We often think of global trade as simply moving cargo — ships, aircraft, containers, and ports. But according to Ryan Peterson, Founder and CEO of Flexport, that’s only part of the story.

Every shipment, he explains, moves through three flows at once: goods, data, and finance.

The first is the flow of goods that move from factories to ports, onto ships or aircraft, and across borders. This is where the logistics industry has traditionally focused its energy in speed, capacity and routes.

But alongside the cargo runs a second flow: data. Commercial invoices, HS codes, customs filings, shipment updates, inventory records. Peterson points out that much of this information still sits in emails, PDFs and Excel sheets. When this data is incomplete or incorrect, shipments get delayed, even if the cargo itself has moved on time.

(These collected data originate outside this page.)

PR #438, opened 2024-08-19
Add linearized constraint/filter kernel for EF.

tarikdzanic:
This PR adds the option to use the linearized formulation for the entropy filter from Ching et al. (10.1016/j.jcp.2024.112881), which linearizes the pressure/entropy constraints and uses a linear Zhang/Shu-type limiter. This avoids the root-finding problem for EF at the expense of a more dissipative limiter (which can also sometimes be beneficial for strong shocks/poor grids).

### DIFF
--- a/doc/src/systems/solver-entropy-filter.rst
+++ b/doc/src/systems/solver-entropy-filter.rst
@@ -24,9 +24,9 @@ Parameterises entropy filter for shock capturing with
 
     *int*
 
-6. ``linearise`` --- linearise constraints and filter kernel:
+6. ``formulation`` --- formulation for constraints and filter kernel:
 
-    *bool*
+    ``nonlinear`` | ``linearised``
 
 Example::
 
@@ -36,7 +36,7 @@ Example::
     e-tol = 1e-6
     e-func = physical
     niters = 2
-    linearise = False
+    formulation = nonlinear
 
 Used in the following Examples:
 
--- a/doc/src/systems/solver-entropy-filter.rst
+++ b/doc/src/systems/solver-entropy-filter.rst
@@ -24,7 +24,7 @@ Parameterises entropy filter for shock capturing with
 
     *int*
 
-6. ``linearize`` --- linearize constraints and filter kernel:
+6. ``linearise`` --- linearise constraints and filter kernel:
 
     *bool*
 
@@ -36,7 +36,7 @@ Example::
     e-tol = 1e-6
     e-func = physical
     niters = 2
-    linearize = False
+    linearise = False
 
 Used in the following Examples:
 
--- a/doc/src/systems/solver-entropy-filter.rst
+++ b/doc/src/systems/solver-entropy-filter.rst
@@ -24,6 +24,10 @@ Parameterises entropy filter for shock capturing with
 
     *int*
 
+6. ``linearize`` --- linearize constraints and filter kernel:
+
+    *bool*
+
 Example::
 
     [solver-entropy-filter]
@@ -32,6 +36,7 @@ Example::
     e-tol = 1e-6
     e-func = physical
     niters = 2
+    linearize = False
 
 Used in the following Examples:
 
--- a/pyfr/solvers/baseadvec/elements.py
+++ b/pyfr/solvers/baseadvec/elements.py
@@ -158,8 +158,7 @@ class BaseAdvectionElements(BaseElements):
                                               initval=entmin_int)
 
             # Setup nodal/modal operator matrices
-            linearize = self.cfg.getbool('solver-entropy-filter', 'linearize',
-                                         False)
+            linearize = self.cfg.getbool('solver-entropy-filter', 'linearize')
             if linearize:
                 self.invvdm = self.vdm_ef = None
             else:
--- a/pyfr/solvers/baseadvec/elements.py
+++ b/pyfr/solvers/baseadvec/elements.py
@@ -158,14 +158,20 @@ class BaseAdvectionElements(BaseElements):
                                               initval=entmin_int)
 
             # Setup nodal/modal operator matrices
-            self.invvdm = self._be.const_matrix(self.basis.ubasis.invvdm.T)
-            if self.basis.fpts_in_upts:
-                self.vdm_ef = self._be.const_matrix(self.basis.ubasis.vdm.T)
-                self.m0 = None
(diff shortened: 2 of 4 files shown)


pyfr/solvers/euler/kernels/entropyfilter.mako
```diff
@@ -102,6 +102,56 @@
...
+        // Compute mean quantities
+        fpdtype_t uavg[${nvars}], davg, pavg, eavg;
+        % for vidx in range(nvars):
+        uavg[${vidx}] = ${' + '.join(f'{jx}*u[{j}][{vidx}]'
+                                     for j, jx in enumerate(meanwts) if jx != 0)};
+        % endfor
+
+        ${pyfr.expand('compute_entropy', 'uavg', 'davg', 'pavg', 'eavg')};
+
+        // Apply density limiting
```
FreddieWitherden, line 115: % for v, t in [('d', d_min), ('p', p_min), ('e', 'e_min')]:
...
% endfor

pyfr/solvers/euler/kernels/entropyfilter.mako
```diff
@@ -102,6 +102,32 @@
...
+        % for vidx in range(nvars):
+        uavg[${vidx}] = ${' + '.join(f'{jx}*u[{j}][{vidx}]'
+                                     for j, jx in enumerate(meanwts) if jx != 0)};
+        % endfor
+
+        ${pyfr.expand('compute_entropy', 'uavg', 'davg', 'pavg', 'eavg')};
+
+        // Apply density, pressure, and entropy limiting sequentially
+        fpdtype_t alpha;
+        % for (fvar, bound) in [('d', f'{d_min}'), ('p', f'{p_min}'), ('e', f'entmin - {e_tol}')]:
```
FreddieWitherden, line 117: Can remove some of the f-strings here.

pyfr/solvers/euler/kernels/entropyfilter.mako
```diff
@@ -102,6 +102,32 @@
...
+        if (${f'{fvar}min < {bound}'})
```
FreddieWitherden, line 118: No need for an f string here; can use native Mako ${}.

pyfr/solvers/baseadvec/elements.py
```diff
@@ -158,14 +158,20 @@ def modal_filter(uin):
                                               initval=entmin_int)
 
             # Setup nodal/modal operator matrices
-            self.invvdm = self._be.const_matrix(self.basis.ubasis.invvdm.T)
-            if self.basis.fpts_in_upts:
-                self.vdm_ef = self._be.const_matrix(self.basis.ubasis.vdm.T)
-                self.m0 = None
+            linearize = self.cfg.getbool('solver-entropy-filter', 'linearize',
```
FreddieWitherden, line 161: Check if the default argument is needed here.

pyfr/solvers/euler/kernels/entropyfilter.mako
tarikdzanic: Do you mean something similar to what I just pushed or different?

pyfr/solvers/baseadvec/elements.py
tarikdzanic: I think by default having it off wouldn't be a bad idea (just for user-friendliness), but I can remove it too.

pyfr/solvers/euler/kernels/entropyfilter.mako
FreddieWitherden: `if (${fvar}min < ${bound})`

pyfr/solvers/baseadvec/elements.py
FreddieWitherden: We have the `getbool('solver-entropy-filter', 'linearize', False)` twice in the PR.  Generally, we try and only use the default argument once and rely on the fact that when a default is used there is an implicit set (so future accesses do not need the default to be specified).

doc/src/systems/solver-entropy-filter.rst
```diff
@@ -24,6 +24,10 @@ Parameterises entropy filter for shock capturing with
 
     *int*
 
+6. ``linearize`` --- linearize constraints and filter kernel:
```
FreddieWitherden, line 27: British spelling!

pyfr/solvers/baseadvec/elements.py
```diff
@@ -158,14 +158,19 @@ def modal_filter(uin):
                                               initval=entmin_int)
 
             # Setup nodal/modal operator matrices
-            self.invvdm = self._be.const_matrix(self.basis.ubasis.invvdm.T)
-            if self.basis.fpts_in_upts:
-                self.vdm_ef = self._be.const_matrix(self.basis.ubasis.vdm.T)
-                self.m0 = None
+            linearize = self.cfg.getbool('solver-entropy-filter', 'linearize')
+            if linearize:
```
FreddieWitherden, line 162: Will this fit on a single line?

pyfr/solvers/euler/elements.py
```diff
@@ -98,12 +98,15 @@ def set_backend(self, *args, **kwargs):
             # Template arguments
             fpts_in_upts = self.basis.fpts_in_upts
             self.nefpts = self.nupts if fpts_in_upts else self.nupts + self.nfpts
+            ub = self.basis.ubasis
+            meanwts = ub.invvdm[:,0]/np.sum(ub.invvdm[:,0])
```
FreddieWitherden, line 102: Spacing around , and /

pyfr/solvers/euler/elements.py
```diff
@@ -98,12 +98,15 @@ def set_backend(self, *args, **kwargs):
             # Template arguments
             fpts_in_upts = self.basis.fpts_in_upts
             self.nefpts = self.nupts if fpts_in_upts else self.nupts + self.nfpts
+            ub = self.basis.ubasis
+            meanwts = ub.invvdm[:, 0] / np.sum(ub.invvdm[:, 0])
```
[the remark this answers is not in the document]
tarikdzanic: What syntax are you thinking? `meanwts` here is the vector of quadrature weights that compute the mean. This could also be replaced with just the quadrature weights (normalized to 1) instead of using invvdm, that might be more obvious.

PR #440, opened 2024-09-19
Added support to detect arch/cpu compiler flag

WillTrojak:
On some hardware the `-march` flag is not supported instead `-mcpu` is used. This autodetects it. The cc_option function can also be used for other flags, for example, I think some compilers don't use `-fopenmp`.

Then there is the third flow: finance. Duties must be calculated correctly. Tariffs must be paid. Freight invoices must be settled. Cash flow depends on when goods arrive and clear customs. If financial calculations are wrong, the cost impact can be severe.

Peterson’s argument is simple. These three flows are deeply connected, but the industry still manages them separately. Forwarders move goods. Banks handle finance. Software firms manage data. But trade does not operate in silos.

If a container arrives but the customs data is wrong, the shipment stalls. If tariffs are miscalculated, companies overpay or face penalties. When one flow breaks, the others slow down too.

He believes the future of global trade lies in synchronising all three in real time. When cargo moves, the data should update instantly. When tariff rules change, financial calculations should adjust immediately. Control over trade, he suggests, now depends as much on data and money as it does on transport.

This shift also changes who logistics companies compete with. It is no longer just forwarder versus forwarder. It is forwarders competing with fintech firms, customs tech providers and enterprise software platforms. Because whoever controls the data and the financial logic attached to shipments controls much more than the cargo itself.

In a world of rising tariffs and tighter compliance, this matters even more. Errors are expensive. Delays are costly. And visibility is power.

In a world of rising tariffs and tighter compliance, visibility and accuracy across all three flows are no longer optional; they are the new foundation of global trade.